= Alkaline tide =

Increase in blood pH after a meal

Alkaline tide refers to a condition, normally encountered after eating a meal, where during the production of hydrochloric acid by the parietal cells in the stomach, the parietal cells secrete bicarbonate ions across their basolateral membranes and into the blood, causing a temporary increase in blood pH.

During hydrochloric acid secretion in the stomach, the gastric parietal cells extract chloride anions, carbon dioxide, water and sodium cations from the blood plasma and in turn release bicarbonate back into the plasma after forming it from carbon dioxide and water constituents. This is to maintain the plasma's electrical balance, as the chloride anions have been extracted. The bicarbonate content causes the venous blood to leave the stomach more alkaline than the arterial blood delivered to it.

The alkaline tide is neutralised by the secretion of H^{+ }into the blood during HCO_{3}^{−} secretion in the pancreas.

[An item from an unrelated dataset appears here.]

PR #956, opened 2025-05-29
Introduce `@shopify/theme-graph`

charlespwd:
Introduce a package that computes a data structure that represents the links between all Liquid, JSON, CSS and JS files in your theme.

Postprandial (i.e., after a meal) alkaline tide lasts until the acids in food absorbed in the small intestine reunite with the bicarbonate that was produced when the food was in the stomach. Thus, the alkaline tide is self-limited and normally lasts less than two hours.

Postprandial alkaline tide has also been shown to be a causative agent of calcium oxalate urinary stones in cats, and potentially in other species.

A more pronounced alkaline tide results from vomiting, which stimulates the hyperactivity of gastric parietal cells to replace lost stomach acid. Thus, protracted vomiting can result in metabolic alkalosis.